= Entries provided =
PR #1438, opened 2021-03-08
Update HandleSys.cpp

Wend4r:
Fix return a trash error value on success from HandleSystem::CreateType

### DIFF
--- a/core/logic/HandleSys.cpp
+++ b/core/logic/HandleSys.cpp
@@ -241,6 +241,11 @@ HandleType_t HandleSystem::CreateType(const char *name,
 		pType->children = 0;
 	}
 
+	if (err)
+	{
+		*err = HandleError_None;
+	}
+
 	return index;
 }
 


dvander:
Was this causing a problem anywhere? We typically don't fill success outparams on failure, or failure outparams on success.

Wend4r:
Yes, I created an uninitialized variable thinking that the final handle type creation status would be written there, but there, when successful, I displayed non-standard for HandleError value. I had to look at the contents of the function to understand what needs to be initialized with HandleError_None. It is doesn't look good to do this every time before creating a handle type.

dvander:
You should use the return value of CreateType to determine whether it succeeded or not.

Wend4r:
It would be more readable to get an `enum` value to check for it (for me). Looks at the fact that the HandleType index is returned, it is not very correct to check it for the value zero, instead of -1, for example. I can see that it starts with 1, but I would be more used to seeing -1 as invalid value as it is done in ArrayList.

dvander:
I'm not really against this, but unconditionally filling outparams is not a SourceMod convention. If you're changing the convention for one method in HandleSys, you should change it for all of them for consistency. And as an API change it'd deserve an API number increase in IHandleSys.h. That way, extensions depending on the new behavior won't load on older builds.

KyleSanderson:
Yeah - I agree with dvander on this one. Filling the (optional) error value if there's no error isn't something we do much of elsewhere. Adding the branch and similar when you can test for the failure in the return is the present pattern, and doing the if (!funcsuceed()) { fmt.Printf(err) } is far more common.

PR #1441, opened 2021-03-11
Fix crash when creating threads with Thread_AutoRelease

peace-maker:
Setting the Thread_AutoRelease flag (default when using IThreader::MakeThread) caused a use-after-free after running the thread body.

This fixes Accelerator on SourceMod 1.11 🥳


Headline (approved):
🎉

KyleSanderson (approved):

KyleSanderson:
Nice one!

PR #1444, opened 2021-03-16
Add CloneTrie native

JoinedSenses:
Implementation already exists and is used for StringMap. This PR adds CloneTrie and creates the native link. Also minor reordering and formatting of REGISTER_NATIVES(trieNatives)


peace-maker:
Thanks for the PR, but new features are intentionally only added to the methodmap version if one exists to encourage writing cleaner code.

= Task objective =
Copy the lines of the entries above that mention "CreateType".

= The answer =
Fix return a trash error value on success from HandleSystem::CreateType
@@ -241,6 +241,11 @@ HandleType_t HandleSystem::CreateType(const char *name,
You should use the return value of CreateType to determine whether it succeeded or not.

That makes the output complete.